La suerte del infractor importa poco debido al desconocimiento generalizado de la ciudadanía acerca del andamiaje legal con que cuenta Colombia.
Hace menos de un mes, con frialdad y destreza insospechadas, ingresó a una licorería, mató con el arma que llevaba a dos adultos e hirió a un tercero. El autor había cumplido 14 años en diciembre pasado y según confesión propia, llevaba en su haber otros 10 asesinatos.
Aquí y en cualquier lugar, semejante hecho no hace menos que encender alarmas en varias direcciones. En primer lugar, las inevitables y lógicas preguntas sobre la historia del niño, su familia, barrio, colegio (si lo tuvo) y de los que hicieron de él en una herramienta de muerte.
El reclamo casi automático fue, encierren y castiguen al sicario, independientemente de su corta edad. Suele ser la reacción frente a hechos semejantes. La sociedad se siente indefensa, casi de inmediato asume que corre riesgo y, por lo tanto, demanda mano dura. Inevitable también que aparecieran los fantasmas de la época más negra de Medellín cuando el narcotráfico regó una cultura mafiosa que aún no se extingue.
La suerte del infractor importa poco debido al desconocimiento generalizado de la ciudadanía acerca del andamiaje legal con que cuenta Colombia.

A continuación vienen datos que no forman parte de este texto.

PR #98, opened 2022-11-30
ENH: Outsource leave-one-out splitter so it can be used across data types

teresamg:
(Empty message edited by @oesteban)

This PR covers two targets:

- [x] Extract the "logo" splitter from the `DWI` object. The rationale behind this is allowing its use across different data types (e.g., with PET).
- [x] Incidentally, change the name from "logo" (for leave-one-gradient-out) to "lovo" (for leave-one-volume-out).

PR #112, opened 2022-12-10
ENH: PET uptake model

oesteban:
I still need to test on some data (ha!), but these are the barebones of a PET uptake model.

The idea is a voxelwise fit of a low number of B-Splines (i.e., smooth function) on the data passed into `.fit()`, which can be the full dataset (if initialized with ``FullPETModel``) or all frames but the one being aligned (leave-one-volume-out).

I will try to test on the dataset Martin shared over this week. If that worked, I think we could draft some abstract for OHBM with this and some further validation, WDTY?

cc/ @effigies and @mgxd , who will love to see B-Splines in one more place (it's ironic, but their feedback is always very much appreciated).

I'm attaching @mnoergaard and @arokem as reviewers, but I don't expect feedback until I test this really works on data and remove the "draft" marking of the PR. Feedback before that will be of course welcome nonetheless.


oesteban:
Making progress. @mnoergaard, I'm using the first subject of https://doi.org/10.18112/openneuro.ds004230.v2.3.1 - I don't know if it is a good example.

oesteban:
Okay, I have managed to "simulate" a dataset with this model. The only remaining problems:

- The new PET data structure will need the leave-one-volume-out splitter to be implemented as a function that operates on the data object.
- Fitting the full volume is very slow. Most likely, we don't want to fit one model per voxel.

src/eddymotion/model.py
```diff
@@ -271,6 +270,102 @@ def predict(self, gradient, **kwargs):
...
+
+    def __init__(self, timepoints=None, n_ctrl=None, mask=None, order=3, **kwargs):
+        """
+        Create the B-Spline interpolating matrix.
+
+        Parameters:
+        -----------
+        timepoints : :obj:`list`
+            The timing (in sec) of each PET volume.
+            E.g., ``[20.,   40.,   60.,  120.,  180.,  240.,  360.,  480.,  600.,
```
arokem, line 286: Is it common for PET to be acquired with this kind of non-uniform temporal sampling? (I don't know much about PET, so forgive the potentially naive question)

src/eddymotion/model.py
```diff
@@ -271,6 +270,102 @@ def predict(self, gradient, **kwargs):
...
+        self._x = np.array(timepoints, dtype="float32")
+
+        # Calculate index coordinates in the B-Spline grid
+        self._n_ctrl = n_ctrl or (len(timepoints) // 4) + 1
+
+        # B-Spline knots
+        self._t = np.arange(-3, float(self._n_ctrl) + 4, dtype="float32")
+
+    def fit(self, data, *args, **kwargs):
+        """Do nothing."""
```
arokem, line 310:
```suggestion
        """Fit the model."""
```

src/eddymotion/model.py
```diff
@@ -271,6 +270,102 @@ def predict(self, gradient, **kwargs):
...
+
+        # One single CPU - linear execution (full model)
+        if n_jobs == 1:
+            self._coeff = np.array([
+                cg(ATdotA, AT @ v)[0] for v in data
+            ])
+            return
+
+        # Parallelize process with joblib
+        with Parallel(n_jobs=n_jobs) as executor:
```
arokem, line 342: Do you want to do something for chunking here, instead of doing this with one voxel per task?

src/eddymotion/model.py
```diff
@@ -271,6 +270,102 @@ def predict(self, gradient, **kwargs):
...
+            results = executor(
+                delayed(cg)(ATdotA, AT @ v)
+                for v in data
+            )
+
+        self._coeff = np.array([r[0] for r in results])
+
+    def predict(self, timepoint, **kwargs):
```
arokem, line 350: Random thought here but also relevant to the other models: do we want to raise an error if `predict` is called without first calling `fit`? Potentially store a `.is_fitted_` attribute and check for it, a la sklearn estimators.

arokem (commented):
Looks promising! A couple of random thoughts. In particular, cross-check with #98 for work that @teresamg has been doing to work out memory consumption in the DWI case.

src/eddymotion/data/pet.py
```diff
@@ -0,0 +1,174 @@
...
+
+        # resample and update orientation at index
+        self.dataobj[..., index] = np.asanyarray(
+            xform.apply(dmoving, order=order).dataobj,
+            dtype=self.dataobj.dtype,
+        )
+
+        # update transform
+        if self.em_affines is None:
+            self.em_affines = [None] * len(self)
```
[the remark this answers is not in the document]
oesteban: Yes, the more I work on this, the less value I see in aggregating all these things on a single object if the h5 backing leads to the effect opposite of what is intended.

src/eddymotion/model.py
oesteban: I haven't checked the BIDS specs, but it is my impression that you can define frame starts or frame durations, which are typically nonregular (@mnoergaard is in a much better position to weigh in)

However, your comment has made me realize that the model should be fit at the frame midpoints instead of the starts.

src/eddymotion/model.py
oesteban: I haven't had time to think how to fit several voxels in parallel leveraging numpy. So this is the best I can offer at this point.

src/eddymotion/model.py
oesteban: +1

src/eddymotion/data/pet.py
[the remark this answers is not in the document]
oesteban: As for the data splitter, I will let/help @teresamg toward this

src/eddymotion/model.py
oesteban: Opened #113

oesteban:
Okay, since the data split is not yet outsourced from the DWI object, this model can be tested this way:

```Python
import json
from pathlib import Path
from eddymotion import model
from eddymotion import data

datapath = Path("/data/datasets/ds004230/")

# Load data
metadata = json.loads((datapath / "sub-PS19/ses-baselinebrain/pet/sub-PS19_ses-baselinebrain_rec-DynTOF_pet.json").read_text())
data = pet.load(datapath / "sub-PS19/ses-baselinebrain/pet/sub-PS19_ses-baselinebrain_rec-DynTOF_pet.nii.gz", frame_time=metadata["FrameTimesStart"], frame_duration=metadata["FrameDuration"])

# Initialize and fit model
petmodel = model.PETModel(timepoints=data.frame_time, xlim=data.total_duration)
petmodel.fit(data.dataobj, n_jobs=16)

# Predict fifth frame
predicted = petmodel.predict(data.frame_time[4])
```

mnoergaard:
> Making progress. @mnoergaard, I'm using the first subject of https://doi.org/10.18112/openneuro.ds004230.v2.3.1 - I don't know if it is a good example.

Hi @oesteban! This is great - thanks for pushing this forward! ds004230 should be an ideal candidate with "only" a size of about 160MB per PET file. The largest PET files I have come across are around 1GB (high resolution scanners). For ds004230, you can also find the current motion correction results for comparison in /derivatives/petsurfer/logs/. The generated confounds file is located in /derivatives/petsurfer/subXX/sesXX/pet/subXX-sesXX_desc-confounds_timeseries.tsv. Furthermore, motion free PET data is also generated/synthesized and can be found here /derivatives/petsurfer/subXX/sesXX/pet/nopvc/yhat.nii.gz. 

This code has been used to perform motion correction for these data (https://github.com/mnoergaard/hmcpet/blob/master/init_pet_hmc_wf.py), that includes both a selection of frames (only frames after 2 minutes, because there is no signal before this) and also a smoothing step (10 mm) to increase SNR. These could ideally be included in the eddymotion workflow? 

Let me know if we should touch base over zoom soon.

src/eddymotion/model/base.py
```diff
@@ -293,6 +292,107 @@ def predict(self, gradient, **kwargs):
...
+        self._shape = data.shape[:3]
+
+        # Convert data into V (voxels) x T (timepoints)
+        data = (
+            data.reshape((-1, data.shape[-1]))
+            if self._mask is None else data[self._mask]
+        )
+
+        # A.shape = (T, K - 4); T= n. timepoints, K= n. knots (with padding)
+        A = BSpline.design_matrix(x, self._t, k=self._order)
```
mnoergaard, line 356: The design_matrix in BSpline was not introduced in scipy until v 1.8.0, so should require >= than this in the setup.cfg (https://scipy.github.io/devdocs/reference/generated/scipy.interpolate.BSpline.design_matrix.html).

src/eddymotion/model.py
mnoergaard: Yes - I would say this is quite common (for dynamics PET with a bolus injection), but there are also cases where uniform sampling is used (infusion studies).

mnoergaard (commented):
Thanks for pushing these efforts forward @oesteban - I think this looks pretty good so far!

oesteban:
I think I will merge this as a base, and then we can address the frame selection by allowing weights (and fitting with WLS).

Una legislación nutrida de amplia experiencia internacional, respetuosa de la condición humana y los derechos de los jóvenes, convencida de que la lucha por su recuperación es preferible al simple castigo que se agota en su ineficacia y el inútil deseo de venganza colectiva.
El Código de la infancia y la adolescencia aprobado en 2006, a diferencia de otras legislaciones latinoamericanas, se caracteriza porque integra en su contenido tanto los derechos fundamentales de los menores de edad (salud, educación, protección) como las responsabilidades del Estado, la sociedad y la familia, cuando niños y adolescentes cometen actos delictivos.
¿Cuál es la ventaja? Deja claro que, en la medida en que se resguarden los derechos esenciales, sus posibilidades de ingresar a las filas del delito, siendo manipulados por organizaciones de delincuentes, se reducirán considerablemente. Abrir la ventana de las oportunidades siempre será mejor que sólo el castigo.
Cuando ocurren asesinatos de esta índole ¿acaso sus autores no provienen, casi sin excepción, de los barrios pobres de nuestras ciudades? Aquellos donde el descuido familiar, la pobreza de la educación, la inseguridad y la ausencia de opciones, son común denominador.
Una de las tragedias contemporáneas de nuestros países es que sintieron que habían hecho la tarea aprobando leyes avanzadas para proteger y promover los derechos de la niñez, pero se olvidaron de que el verdadero compromiso era llevarlas a la práctica.
El artículo 1 del Código colombiano dice que su finalidad es “garantizar a los niños, a las niñas y a los adolescentes su pleno y armonioso desarrollo para que crezcan en el seno de la familia y de la comunidad, en un ambiente de felicidad, amor y comprensión”. Qué lejos está de esta solemne e incumplida sentencia la vida del niño que segó la vida de dos adultos en una tienda del barrio Santa Lucía de Medellín.
Lo otro que sucede casi simultáneamente es el reclamo para que se rebaje la edad de imputabilidad penal de 18 a 16 años o menos, como si ese fuera el remedio faltante, cuando hay suficiente evidencia de que no lo es. Sólo la reducción de la edad penal no resuelve nada. Si esa es la cuestión ¿hasta qué edad habría que descender? Esa lógica condujo al absurdo brasileño de fines del siglo XIX que redujo la edad hasta los 9 años.
Que este hecho trágico sirva no sólo para que resuene el clamor por el castigo sino también para enfatizar el compromiso del Estado con todas las generaciones de colombianos de hacer realidad sus derechos básicos y garantizar tanto la correcta aplicación de las medidas socio educativas como el correcto funcionamiento del sistema de justicia especializado para adolescentes y jóvenes.